TajweedWER: A Recitation-Aware Evaluation Metric for Automatic Speech Recognition in Quranic Arabic
Abstract
Automatic Speech Recognition (ASR) systems are increasingly deployed for Quranic recitation learning and verification, yet standard evaluation metrics such as Word Error Rate (WER) fail to capture the specific phonological requirements of Tajweed, the set of rules governing correct Quranic recitation. We introduce TajweedWER, a recitation-aware evaluation metric that decomposes ASR errors into a Base WER component measuring general transcription accuracy and a Tajweed Penalty Score (TPS) quantifying the additional error attributable to Tajweed diacritical complexity.

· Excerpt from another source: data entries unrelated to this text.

PR #9398, opened 2026-07-20
Bug: Fix radix mismatch in GenericAddress sub-word offset display

antoniovazquezblanco:


ghidra1:
Please provide more detail and an example where this would become an issue.  A processor word-size would need to be larger than 9-bytes for this to become an issue.

antoniovazquezblanco:
Thank you for taking a look.

The main fix is the format below (2nd hunk). It is a bit weird as hex is used before the dot but after, dec is used. That also ment that toString and ParseString would have different behaviours. It is about consistency.

The first hunk slipped through and it is a fix that is part of some experiments I have been doing implementing an architecture with wordsize 36. In this light, I would say that it is also a good consistency fix... The word part is already rendered unsigned  (Long.toHexString(displayOffset)) and parsed unsigned, so computing mod with signed % is inconsistent for high-bit offsets.

Would that make sense?
Thanks again!

antoniovazquezblanco:
Thanks!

Evaluating Whisper-small on the Mozilla Common Voice Yoruba and Quran Reciters datasets across 8 professional reciters on Surah Al-Fatiha, we document mean Surface WER of 100.8%, mean Base WER of 87.3%, and mean TPS of 13.6 percentage points. These results reveal that standard WER systematically underestimates ASR failure on Quranic text by obscuring the specific contribution of Tajweed diacritical complexity. TajweedWER provides the Muslim AI community with a principled evaluation framework for Quranic ASR development, and all code is released open source.